Assignment
Provide again, from the entries below, every line from the one containing "feature request: add" through the one containing "spot a mismatch.", exactly as written, and no other line.

─── Supplied material ───

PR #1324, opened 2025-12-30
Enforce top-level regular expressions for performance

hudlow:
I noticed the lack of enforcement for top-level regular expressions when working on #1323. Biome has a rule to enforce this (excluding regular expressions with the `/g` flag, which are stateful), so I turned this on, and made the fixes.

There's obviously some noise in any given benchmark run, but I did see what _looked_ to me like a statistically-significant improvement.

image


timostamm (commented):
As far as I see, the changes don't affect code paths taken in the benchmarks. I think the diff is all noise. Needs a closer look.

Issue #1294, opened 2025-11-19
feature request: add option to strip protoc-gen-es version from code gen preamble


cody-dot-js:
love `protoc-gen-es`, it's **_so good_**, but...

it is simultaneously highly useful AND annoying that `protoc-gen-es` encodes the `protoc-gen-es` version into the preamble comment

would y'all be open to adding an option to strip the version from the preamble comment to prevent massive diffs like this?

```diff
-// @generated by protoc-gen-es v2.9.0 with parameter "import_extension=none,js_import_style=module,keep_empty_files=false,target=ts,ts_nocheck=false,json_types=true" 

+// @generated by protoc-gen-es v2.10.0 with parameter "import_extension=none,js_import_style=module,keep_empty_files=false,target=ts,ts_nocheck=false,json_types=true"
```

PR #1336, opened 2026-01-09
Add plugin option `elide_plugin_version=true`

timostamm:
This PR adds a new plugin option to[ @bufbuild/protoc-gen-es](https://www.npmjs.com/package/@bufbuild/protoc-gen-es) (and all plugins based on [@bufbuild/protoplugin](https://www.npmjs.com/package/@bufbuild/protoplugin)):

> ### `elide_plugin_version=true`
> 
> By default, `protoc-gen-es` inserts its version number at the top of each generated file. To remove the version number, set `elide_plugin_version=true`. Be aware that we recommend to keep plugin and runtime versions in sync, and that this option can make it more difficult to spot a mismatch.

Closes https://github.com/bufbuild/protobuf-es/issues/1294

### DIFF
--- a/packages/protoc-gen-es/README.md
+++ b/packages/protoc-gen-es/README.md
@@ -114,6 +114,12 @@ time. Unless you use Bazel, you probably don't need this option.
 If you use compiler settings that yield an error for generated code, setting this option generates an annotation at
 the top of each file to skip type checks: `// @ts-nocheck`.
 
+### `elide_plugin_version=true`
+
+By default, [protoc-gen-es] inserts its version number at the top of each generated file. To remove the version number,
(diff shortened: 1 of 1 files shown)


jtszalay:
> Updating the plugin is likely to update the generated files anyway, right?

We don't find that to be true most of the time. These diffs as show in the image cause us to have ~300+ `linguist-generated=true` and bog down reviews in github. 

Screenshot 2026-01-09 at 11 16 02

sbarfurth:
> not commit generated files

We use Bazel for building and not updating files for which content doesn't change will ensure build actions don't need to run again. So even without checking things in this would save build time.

───

Finished task
feature request: add option to strip protoc-gen-es version from code gen preamble


cody-dot-js:
love `protoc-gen-es`, it's **_so good_**, but...

it is simultaneously highly useful AND annoying that `protoc-gen-es` encodes the `protoc-gen-es` version into the preamble comment

would y'all be open to adding an option to strip the version from the preamble comment to prevent massive diffs like this?

```diff
-// @generated by protoc-gen-es v2.9.0 with parameter "import_extension=none,js_import_style=module,keep_empty_files=false,target=ts,ts_nocheck=false,json_types=true" 

+// @generated by protoc-gen-es v2.10.0 with parameter "import_extension=none,js_import_style=module,keep_empty_files=false,target=ts,ts_nocheck=false,json_types=true"
```

PR #1336, opened 2026-01-09
Add plugin option `elide_plugin_version=true`

timostamm:
This PR adds a new plugin option to[ @bufbuild/protoc-gen-es](https://www.npmjs.com/package/@bufbuild/protoc-gen-es) (and all plugins based on [@bufbuild/protoplugin](https://www.npmjs.com/package/@bufbuild/protoplugin)):

> ### `elide_plugin_version=true`
> 
> By default, `protoc-gen-es` inserts its version number at the top of each generated file. To remove the version number, set `elide_plugin_version=true`. Be aware that we recommend to keep plugin and runtime versions in sync, and that this option can make it more difficult to spot a mismatch.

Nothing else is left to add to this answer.